Your input is needed! Today we celebrate 100 Businesses of the Month — help us to select the next. Tell us which independent store you love in Greenwich Village, the East Village, or NoHo: click here to nominate your favorite. Want to help support small businesses? Share this post with friends.

In November 2014, we started our popular Business of the Month program with the goal of calling attention to the small, independent businesses that form the backbone of our community and in so many ways enrich life in our neighborhoods. The program was motivated by our sense of alarm over the closing of numerous longstanding “mom and pop” shops in the area. We aimed to highlight and celebrate the unique stories, products, and services of beloved local stores, and use our reach to promote patronage and support to help ensure their survival and success. To select places for recognition, we asked our members for nominations, and the response has been tremendous. We’ve received hundreds of submissions, many of which have included moving descriptions of the nominees and their significance. We’ve honored a sizable portion of those businesses and, this month, we named our one hundredth, McNulty’s Tea and Coffee

Challenges to independent, small businesses have, if anything, multiplied since the launching of our program. Having already endured for years competition from chains, displacement threats from new development, skyrocketing rents, and waves of economic recession, they have more recently also had to grapple with the impacts of a global pandemic, supply chain disruptions, and inflationary conditions. Many nominated businesses have closed before we had a chance to write about them. So have about 15% of our Businesses of the Month. Still, that means that about 85% of them have persevered. To honor all hundred, we have prepared a video that celebrates their contributions and their connection to our neighborhoods. 

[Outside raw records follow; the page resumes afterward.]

PR #216, opened 2023-03-18
Update to TypeScript 5.0

wgoehrig:
**Note:** Depends on https://github.com/iTwin/itwinjs-core/pull/5242

With the 4.0 release coming up, now's as good a time as ever to catch up on the past year and a half of typescript updates!

Since we're jumping up by six(!) TypeScript versions (note that TypeScript does not follow semver), it's worth checking out the following to see what's changed since 4.4:
- [TS 4.5 release notes](https://www.typescriptlang.org/docs/handbook/release-notes/typescript-4-5.html)
- [TS 4.6 release notes](https://www.typescriptlang.org/docs/handbook/release-notes/typescript-4-6.html)
- [TS 4.7 release notes](https://www.typescriptlang.org/docs/handbook/release-notes/typescript-4-7.html)
- [TS 4.8 release notes](https://www.typescriptlang.org/docs/handbook/release-notes/typescript-4-8.html)
- [TS 4.9 release notes](https://www.typescriptlang.org/docs/handbook/release-notes/typescript-4-9.html)
- [TS 5.0 release notes](https://devblogs.microsoft.com/typescript/announcing-typescript-5-0/)

In general, with these updates, you can expect better type inferencing and faster compilation.  A few other highlights are:

- [The `satisfies` Operator](https://www.typescriptlang.org/docs/handbook/release-notes/typescript-4-9.html#the-satisfies-operator) - Allows an expression to keep its (more specific) inferred type, while still letting you ensure it will always _match_ a type alias or interface.  Very cool!
- [Auto-Accessors in Classes](https://www.typescriptlang.org/docs/handbook/release-notes/typescript-4-9.html#a-nameauto-accessors-in-classes-auto-accessors-in-classes) - This skips a lot of boilerplate when defining trivial getters and setters.  Seems silly, but opens the door to some some interesting possibilities when used with...
- [Decorators!](https://devblogs.microsoft.com/typescript/announcing-typescript-5-0/#decorators) - Over 5 years in the making, ECMAScript decorators are almost here, and TypeScript support for them is no longer behind an opt-in compiler flag.  There are some important [differences](https://devblogs.microsoft.com/typescript/announcing-typescript-5-0/#differences-with-experimental-legacy-decorators) between the new ES decorators and the legacy "experimental" decorators, so for now I've left the `--experimentalDecorators` compiler flag enabled, since iTwin.js had been using experimental decorators in a few places.  We should plan to convert those to support the new "official" decorator behavior and remove the the `--experimentalDecorators` flag in future PR.

As with all TypeScript updates, there were some breaking changes.  In addition to the lib.d.ts changes, most of the new _compiler_ errors this time around were caused by a significant [change to how enums work](https://devblogs.microsoft.com/typescript/announcing-typescript-5-0/#all-enums-are-union-enums) in TS 5.0.  But due to the new decorator support, I've also had to update several of our eslint plugins, so most of the changes in this PR are fixing new lint errors.  I've tried to split each category of lint error fix into separate commits, in the hope of making this mammoth change a bit easier to review.

Lastly, TypeScript 4.7 and 5.0 both introduced features that should make it easier for us to eventually drop support for CommonJS, while still supporting bundlers like webpack!  Stay tuned for more on that front.. 😄


raplemie:
@wgoehrig Do you know if this will force all our package users to adopt 5.0 ? (Are there breaking changes in the generated d.ts that you already know before I dig in the release notes ?)

wgoehrig:
> @wgoehrig Do you know if this will force all our package users to adopt 5.0 ? (Are there breaking changes in the generated d.ts that you already know before I dig in the release notes ?)

I'm not aware of any that we should expect right out of the gate, but of course if you start using some of the new language features like `satisfies` that can be breaking.

IIRC, users can sometimes avoid being impacted by breaking changes with the [skipLibCheck](https://www.typescriptlang.org/tsconfig#skipLibCheck) compiler option, which I believe a lot of apps already set.  

Another (last resort) option if this were to become a significant issue is the `typesVersions` [package.json field](https://www.typescriptlang.org/docs/handbook/declaration-files/publishing.html#version-selection-with-typesversions), which would allow you to publish older .d.ts files alongside the new ones.  I've always hoped to avoid that though, because I have no idea how we would be generating those (multiple builds?  🤮)

GerardasB (approved):
Would be great to add `typescript.tsdk` to `settings.json`

wgoehrig:
@GerardasB @raplemie Any idea what to do about the [test failures](https://dev.azure.com/bentleycs/iModelTechnologies/_build/results?buildId=2035454&view=logs&j=9f3a3068-7880-5994-433d-b92c1f9d379b&t=429853d2-592c-5f99-537b-6a3154c944ed&l=4545)?

As best I can tell, it looks like a (semver-compatible) update to @testing-library/dom or one of it's dependencies has broken the behavior of `getByRole` in that the `title` attribute is no longer being considered when determining the accessible name.  I'm not sure how relevant this is, but [this issue](https://github.com/A11yance/aria-query/issues/379#issuecomment-1227863154) on GitHub seems to suggest this may be intentional...

Tests are failing at:

https://github.com/iTwin/appui/blob/627e041687eac6787810a2c8be3d2cfb14f0106a/ui/components-react/src/test/properties/renderers/value/ArrayPropertyValueRenderer.test.tsx#L60
https://github.com/iTwin/appui/blob/627e041687eac6787810a2c8be3d2cfb14f0106a/ui/components-react/src/test/properties/renderers/value/StructPropertyValueRenderer.test.tsx#L49
https://github.com/iTwin/appui/blob/627e041687eac6787810a2c8be3d2cfb14f0106a/ui/core-react/src/test/button/UnderlinedButton.test.tsx#L30

NancyMcCallB:
> @GerardasB @raplemie Any idea what to do about the [test failures](https://dev.azure.com/bentleycs/iModelTechnologies/_build/results?buildId=2035454&view=logs&j=9f3a3068-7880-5994-433d-b92c1f9d379b&t=429853d2-592c-5f99-537b-6a3154c944ed&l=4545)?
> 
> As best I can tell, it looks like a (semver-compatible) update to @testing-library/dom or one of its dependencies has broken the behavior of `getByRole` in that the `title` attribute is no longer being considered when determining the accessible name. I'm not sure how relevant this is, but [this issue](https://github.com/A11yance/aria-query/issues/379#issuecomment-1227863154) on GitHub seems to suggest this may be intentional...
> 
> Tests are failing at:
> 
> https://github.com/iTwin/appui/blob/627e041687eac6787810a2c8be3d2cfb14f0106a/ui/components-react/src/test/properties/renderers/value/ArrayPropertyValueRenderer.test.tsx#L60
> 
> 
> https://github.com/iTwin/appui/blob/627e041687eac6787810a2c8be3d2cfb14f0106a/ui/components-react/src/test/properties/renderers/value/StructPropertyValueRenderer.test.tsx#L49
> 
> 
> https://github.com/iTwin/appui/blob/627e041687eac6787810a2c8be3d2cfb14f0106a/ui/core-react/src/test/button/UnderlinedButton.test.tsx#L30

Are spans not found in a query by role now? These are all implemented with spans.

wgoehrig:
> Are spans not found in a query by role now? These are all implemented with spans.
They are found w/ the role, but their accessible name no longer matches the `title` - just the text contents

GerardasB:
> @GerardasB @raplemie Any idea what to do about the [test failures](https://dev.azure.com/bentleycs/iModelTechnologies/_build/results?buildId=2035454&view=logs&j=9f3a3068-7880-5994-433d-b92c1f9d379b&t=429853d2-592c-5f99-537b-6a3154c944ed&l=4545)?
> 
> As best I can tell, it looks like a (semver-compatible) update to @testing-library/dom or one of its dependencies has broken the behavior of `getByRole` in that the `title` attribute is no longer being considered when determining the accessible name. I'm not sure how relevant this is, but [this issue](https://github.com/A11yance/aria-query/issues/379#issuecomment-1227863154) on GitHub seems to suggest this may be intentional...
> 
> Tests are failing at:
> 
> https://github.com/iTwin/appui/blob/627e041687eac6787810a2c8be3d2cfb14f0106a/ui/components-react/src/test/properties/renderers/value/ArrayPropertyValueRenderer.test.tsx#L60
> 
> 
> https://github.com/iTwin/appui/blob/627e041687eac6787810a2c8be3d2cfb14f0106a/ui/components-react/src/test/properties/renderers/value/StructPropertyValueRenderer.test.tsx#L49
> 
> 
> https://github.com/iTwin/appui/blob/627e041687eac6787810a2c8be3d2cfb14f0106a/ui/core-react/src/test/button/UnderlinedButton.test.tsx#L30

Do not update package versions other than typescript? :)
I'm fine with using `byTitle` query directly..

We recognize that this video can only hint at the many stories one could tell about our Businesses of the Month and the people behind them. You can always read more about them here. We thought, however, that we would give you some sense of the overall picture they paint. On average, these stores have been in business for almost four decades. The oldest, Russian and Turkish Baths, dates back to 1892. The majority of them are operated by families. Thirteen of them have been handed down across generations. A number of them, like Music Inn and Li-Lac Chocolates, have been taken over by employees.

Li-Lac Chocolates

As one might expect, businesses that provide essential, everyday services like delis (Sam’s Deli), hardware stores (M & D Shapiro Hardware), and cleaners (Good Earth Cleaners) have developed loyal followings among local residents, for whom the owners of such stores have become a steady, neighborly presence. Many families have shopped at local, independent drugstores (NYC Pharmacy, Whitney Chemists) or shoe repair stores (Yakub Shoe Repair, Elite Shoe Repair) for decades, developing a personal rapport with the store owners and their families — rapport that is reflected both in the service that these customers receive and in the support that these businesses enjoy from their customers.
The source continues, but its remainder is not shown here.